Solving upwind-biased discretizations II: Multigrid solver using semicoarsening

This paper studies a novel multigrid approach to the solution for a second order upwind biased discretization of the convection equation in two dimensions. This approach is based on semicoarsening and well balanced explicit correction terms added to coarse-grid operators to maintain on coarse grids the same cross-characteristic interaction as on the target (fine) grid. Colored relaxation schemes are used on all the levels allowing a very efficient parallel implementation. The results of the numerical tests can be summarized as follows: 1) The residual asymptotic convergence rate of the proposed $V(0, 2)$ multigrid cycle is about 3 per cycle. This convergence rate far surpasses the theoretical limit ($4/3$) predicted for standard multigrid algorithms using full coarsening.
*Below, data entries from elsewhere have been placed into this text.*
PR #35740, opened 2023-02-28
Fix bufr package typo (libufr->libbufr)

AlexanderRichert-NOAA:
This package fixes a typo in the bufr package which causes problems with `spack load` (or presumably downstream dependencies).


edwardhartnett (approved):

tldahlgren (approved):
Great catch.

PR #35743, opened 2023-02-28
Add py-mpi4py as a dependency for henson

mrzv:
Adds a missing dependency for henson, when `+python` variant is chosen.

### DIFF
--- a/var/spack/repos/builtin/packages/henson/package.py
+++ b/var/spack/repos/builtin/packages/henson/package.py
@@ -14,6 +14,8 @@ class Henson(CMakePackage):
 
     version("master", branch="master")
 
+    maintainers("mrzv")
+
     depends_on("mpi")
 
     variant("python", default=False, description="Build Python bindings")
--- a/var/spack/repos/builtin/packages/henson/package.py
+++ b/var/spack/repos/builtin/packages/henson/package.py
@@ -20,7 +20,7 @@ class Henson(CMakePackage):
 
     variant("python", default=False, description="Build Python bindings")
     extends("python", when="+python")
-    depends_on("py-mpi4py", when="+python")
+    depends_on("py-mpi4py", when="+python", type=("build", "run"))
     variant("mpi-wrappers", default=False, description="Build MPI wrappers (PMPI)")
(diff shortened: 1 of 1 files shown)


var/spack/repos/builtin/packages/henson/package.py
```diff
@@ -14,10 +14,13 @@ class Henson(CMakePackage):
 
     version("master", branch="master")
 
+    maintainers("mrzv")
+
     depends_on("mpi")
 
     variant("python", default=False, description="Build Python bindings")
     extends("python", when="+python")
+    depends_on("py-mpi4py", when="+python")
```
adamjstewart: What dependency type should this be? I assume it's needed at build/run-time, not sure about link-time.

mrzv: That's an interesting question. As far as I know it's only build and run-time, there is nothing that's being linked from mpi4py.

adamjstewart: You can check the build log and see. But if it's build/run only, you can use:
```suggestion
    depends_on("py-mpi4py", when="+python", type=("build", "run"))
```

mrzv: What does that buy? I.e., why does it ever make sense to have build without link?

mrzv: (In any case, I've added this change.)

adamjstewart: These types have the following meaning:

* build: add to PATH/PYTHONPATH during `spack install`
* run: add to PATH/PYTHONPATH during `spack load` or `module load` or `spack env activate`
* link: add to link/include commands and inject RPATHs via compiler wrappers
* test: only build when `spack install --test`

adamjstewart (approved):

var/spack/repos/builtin/packages/henson/package.py
mrzv: Ah, makes perfect sense. Thanks for the explanation.

PR #35757, opened 2023-03-01
add nfft 3.2.4 (still the required version for octopus)

glaweh:
Octupus requires an older version <=3.2.4 of nfft (when compiled with nfft support).
In this branch, we add that version to the spack nfft package.


alalazo:
@spackbot fix style

alalazo (approved):

PR #35769, opened 2023-03-01
gdb: version 13.1 and debuginfod support

robertu94:


robertu94:
I've rebuilt all gdb with and without debuginfod for all effected versions.

var/spack/repos/builtin/packages/gdb/package.py
```diff
@@ -108,6 +111,9 @@ def configure_args(self):
         if "+tui" in self.spec:
             args.append("--enable-tui")
 
+        if "+debuginfod" in self.spec:
+            args.append("--with-debuginfod")
```
tldahlgren: FYI.  You could be using helper functions for these (https://spack.readthedocs.io/en/latest/build_systems/autotoolspackage.html#with-or-without).

tldahlgren (dismissed):
Confirmed the sha256.  Let me know if you want to leave this PR as-is or take advantage of the helper function(s).

var/spack/repos/builtin/packages/gdb/package.py
robertu94: I adopted them in most cases, but left it for python and gmp because these dependencies require more complex flags

robertu94:
@tldahlgren ping.  This one is done too.

var/spack/repos/builtin/packages/gdb/package.py
```diff
@@ -80,11 +82,20 @@ class Gdb(AutotoolsPackage, GNUMirrorPackage):
...
+    depends_on("elfutils@0.178:+debuginfod", when="@11.1:+debuginfod")
 
     build_directory = "spack-build"
 
     def configure_args(self):
-        args = ["--with-system-gdbinit={0}".format(self.prefix.etc.gdbinit)]
+        args = [
+            "--with-system-gdbinit={0}".format(self.prefix.etc.gdbinit),
+            *self.enable_or_disable("lto"),
+            *self.enable_or_disable("quad"),
```
tldahlgren: Should this be using `with_or_without()` for `quad`?

tldahlgren: I can build successfully but am not sure why the `*self...` syntax works.

alalazo: > I can build successfully but am not sure why the *self... syntax works.

`enable_or_disable` returns a list, so this is the same as:
```python
>>> l = [2, 3]
>>> [1, *l, 4]
[1, 2, 3, 4]

```

robertu94: Good catch for `with_or_without('quad')`.  Should be pushed now @tldahlgren

tldahlgren: > > I can build successfully but am not sure why the *self... syntax works.
> 
> `enable_or_disable` returns a list, so this is the same as:
> 
> ```python
> >>> l = [2, 3]
> >>> [1, *l, 4]
> [1, 2, 3, 4]
> ```

I must've done something wrong when I tried that with a list of strings and with a local method that returned a list of strings.  Both reported syntax errors.

tldahlgren (approved):

PR #35773, opened 2023-03-01
e3sm-scorpio: add e3sm-scorpio package

downloadico:
This is the Scorpio package from the e3sm.org site.

### DIFF
--- a/var/spack/repos/builtin/packages/e3sm-scorpio/package.py
+++ b/var/spack/repos/builtin/packages/e3sm-scorpio/package.py
@@ -1,0 +1,53 @@
+# Copyright 2013-2023 Lawrence Livermore National Security, LLC and other
+# Spack Project Developers. See the top-level COPYRIGHT file for details.
+#
+# SPDX-License-Identifier: (Apache-2.0 OR MIT)
+
+from spack.package import *
+
+
+class E3smScorpio(CMakePackage):
+    """The SCORPIO (Software for Caching Output and Reads for Parallel I/O) library is used by all the model components in DOE's Energy Exascale Earth System Model (E3SM) for reading input data and writing model output"""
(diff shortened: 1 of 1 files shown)


var/spack/repos/builtin/packages/e3sm-scorpio/package.py
```diff
@@ -0,0 +1,55 @@
...
+
+    homepage = "https://e3sm.org/scorpio-parallel-io-library/"
+    url = "https://github.com/E3SM-Project/scorpio/archive/refs/tags/scorpio-v1.4.1.tar.gz"
+
+    version("1.4.1", sha256="7cb4589410080d7e547ef17ddabe68f749e6af019c1d0e6ee9f11554f3ff6b1a")
+
+    variant("timing", default="False", description="Enable timing")
+    variant("mpi", default="True", description="Enable MPI")
+
+    depends_on("cmake", type="build")
```
tldahlgren, line 22: Is there a reason to not just rely on the `cmake` dependency inherited from `CMakePackage`?

tldahlgren (approved):
Confirmed the sha256 and ability to concretize the spec.  Just a minor question about the `CMake` dependency.

tldahlgren:
Thank you for your contribution.  For future reference, it would simplify the review process if a PR-specific branch is used.  See https://spack.readthedocs.io/en/latest/contribution_guide.html#branching for the process.

var/spack/repos/builtin/packages/e3sm-scorpio/package.py
downloadico: no!  OOPS!

downloadico:
https://github.com/spack/spack/pull/35794

PR #35780, opened 2023-03-02
py-rtoml: add new package

adamjstewart:
This PR adds Yet Another Build Backend (YABB): maturin

Maturin is kinda like setuptools-rust, which is kinda like setuptools, which is kinda like distutils. Not really sure what the difference is, but rtoml chose it, so we now support it.

Didn't bother adding it to the PythonPackage docs since dependency discovery is identical to all the rest and we only have one package so far that uses it. 

This is a rust/cargo package, so it downloads hundreds of dependencies during build time. We currently don't have better control of rust packages.


tldahlgren (approved):
Confirmed the sha256, rest LGTM.

PR #35786, opened 2023-03-02
py-nbstripout: add new package

adamjstewart:


tldahlgren (approved):
Confirmed sha256.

The reported efficiency does not deteriorate with increasing the cycle depth (number of levels) and/or refining the target-grid mesh spacing. 2) The full multigrid algorithm (FMG) with two $V(0, 2)$ cycles on the target grid and just one $V(0, 2)$ cycle on all the coarse grids always provides an approximate solution with the algebraic error less than the discretization error. Estimates of the total work in the FMG algorithm are ranged between 18 and 30 minimal work units (depending on the target discretization). Thus, the overall efficiency of the FMG solver closely approaches (if does not achieve) the goal of the textbook multigrid efficiency. 3) A novel adaptive multigrid approach to deriving a discrete solution approximating the true continuous solution with a relative accuracy given in advance is developed. The computational complexity of this method is (nearly) optimal (comparable with the complexity of the FMG algorithm applied to solve the problem on the optimally spaced target grid).